__What is being asked__
Repeat every record below exactly as it appears.

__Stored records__
____________________

PR #196, opened 2020-11-06
Add facet for field doc values count

aprudhomme:
Allows for a count aggregation over a field's doc values. Performed for fields that do not have any facet config.

This is intended for use with fields that have lower cardinality and do not use ordinals, such as int or long.


karthikalle (approved):
This is useful to be able to get facets on any int or long fields without having to reindex all the data.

____________________

__Expected answer__
PR #196, opened 2020-11-06
Add facet for field doc values count

aprudhomme:
Allows for a count aggregation over a field's doc values. Performed for fields that do not have any facet config.

This is intended for use with fields that have lower cardinality and do not use ordinals, such as int or long.


karthikalle (approved):
This is useful to be able to get facets on any int or long fields without having to reindex all the data.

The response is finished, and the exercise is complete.